Monday, December 14, 2015

Elephantine Elitist Nobel Prize Winning Economists: "Free to Choose is Daffy"

By Don Bodreaux
A revealing peak at the worldview of Phishing for Phools authors (and Nobel laureates) George Akerlof and Robert Shiller is found on page 155 of their book.  It is a paragraph written in response to a proposal to give Americans greater individual control over how their Social Security funds are invested.  (Here’s how Akerlof and Shiller describe the proposal: “The modified program would give more freedom to choose.  Employees would be allowed to withhold up to 4 percentage points of their own 6.2 percent Social Security contributions.  They could invest that money in an approved mutual fund of their choice.  At retirement, the retiree would own the money in his fund; but he would also have to pay back, to the Social Security system, the money used to purchase it.”)
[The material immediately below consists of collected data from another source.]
PR #2013, opened 2020-02-10
Fix recreation of CreateTable and JoinNestedLoop

### LINKED ISSUE #1994: Running CREATE TABLE IF NOT EXIST twice causes a crash
Running this twice causes hyrise to crash:
create table if not exists t1 (num INT)

```
./hyriseConsole
[PERF] Hyrise is running as a debug build. at src/lib/utils/performance_warning.cpp:9

HYRISE SQL Interface
Type 'help' for more information.

Hyrise is running a (debug) build.

(debug)> create table if not exists t1 (num INT)
=== Columns
|      OK|
|     int|
|not null|
===
0 rows total
Execution info: [PARSE: 9 µs 783 ns, SQL TRANSLATE: 386 µs 164 ns, OPTIMIZE: 1 ms 237 µs, LQP TRANSLATE: 307 µs 494 ns, EXECUTE: 1 ms 540 µs (wall time) | QUERY PLAN CACHE HITS: 0/1 statement(s)]
(debug)> create table if not exists t1 (num INT)
  what():  src/lib/operators/abstract_operator.cpp:31 Operator has already been executed
Aborted (core dumped)
```

mrks:
The DYOD set operations group found that JoinNestedLoop drops its secondary predicates when recreated from the PQP cache. A similar issue was found in #1994 for CreateTable.

This PR fixes those two recreations and modifies the SQLite runner to reuse the PQP in the hyriseSystemTest. Hopefully, this helps us identifying those issues earlier. Without static type reflection, I can't think of a good low-level test that makes sure that `_on_deep_copy` is implemented properly.

fixes #1994


src/lib/operators/abstract_operator.cpp
```diff
@@ -28,7 +28,7 @@ void AbstractOperator::execute() {
   DTRACE_PROBE1(HYRISE, OPERATOR_STARTED, name().c_str());
   DebugAssert(!_input_left || _input_left->get_output(), "Left input has not yet been executed");
   DebugAssert(!_input_right || _input_right->get_output(), "Right input has not yet been executed");
-  DebugAssert(!_output, "Operator has already been executed");
+  DebugAssert(_performance_data->walltime.count() == 0, "Operator has already been executed");
```
mrks: This now also covers operators that do not return a table

src/test/sql/sqlite_testrunner/sqlite_testrunner.cpp
```diff
@@ -46,8 +46,11 @@ void SQLiteTestRunner::SetUpTestCase() {
 
   _table_cache_per_encoding.emplace(EncodingType::Unencoded, unencoded_table_cache);
 
-  Hyrise::get().topology.use_numa_topology();
-  Hyrise::get().set_scheduler(std::make_shared<NodeQueueScheduler>());
```
mrks: #2014

mrks:
Trying to distribute the PR workload a bit.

Here’s Akerlof’s and Shiller’s reaction:
We confess considerable admiration for the plan’s use of free-to-choose logic; but we also confess that we think it is, to be blunt, daffy.  It is like giving the most vulnerable part of the population a loan to speculate in the stock market, or the bond market, with government money – with payback on this loan beginning, at a quite high rate of interest, at the date of retirement.
Note the presumptions that saturate this paragraph:
– The money that workers earn, but that government takes for use in a program meant to ensure minimum retirement income for those workers, is “government money.”  The money isn’t the property of the workers who earn it.
– It’s “daffy” – hilarious, off-the-table ridiculous, absurd, unthinkable, utopian – that individual citizens are likely to wisely invest the money they earn (evenwhen government confines the available choice set to pre-approved – by government – investment options).  Most ordinary people are irresponsible incompetent phools.
– All American workers who are forced to ‘participate’ in the Social Security system are “the most vulnerable part of the population.”  Most Americans are helpless, hapless, and in such danger of falling into a condition of severe material deprivation that carving off a few percentage points of the funds they are currently forced to ‘contribute’ to Social Security, so that these Americans can invest these funds differently, poses too great a risk for these people.
Further, Akerlof and Shiller mention not a word about Social Security’s own notorious irresponsibility.  It’s a pay-as-you-go system (which is the chief reason why Social Security’s informed advocates oppose any plan to allow Americans to invest some of their Social Security funds privately).  None of the ‘contributed’ funds are invested; they’re immediately spent.
Making matters worse, when the above facts are pointed out, some of the ultimate phishermen for phools say “Oh no, Social Security has lots of investments!  It holds in a ‘lockbox’ U.S. Treasury securities to back its future obligations.”  Please.  Only phools (and fools) fall for this daffy claim, for only phools (and fools) believe that an I.O.U. that an entity writes to itself with its right hand and holds in its left pocket is a genuine asset held by that entity.  Perhaps the greatest irony in a book chock-full of unintentional irony is Akerlof’s and Shiller’s express regard for Social Security as a program that protects Americans from being phished for phools.  (On page 154 Akerlof and Shiller write, apparently sincerely, that “Social Security thus goes a considerable distance in offsetting phishing-for-phools overspending.”)
Bottom line: Not only are Akerlof and Shiller remarkably uncritical of Social Security, they think it “daffy” that anyone regards ordinary, individual Americans to be competent enough to take greater responsibility for making their own investment decisions.
Akerlof’s and Shiller’s elitism is elephantine.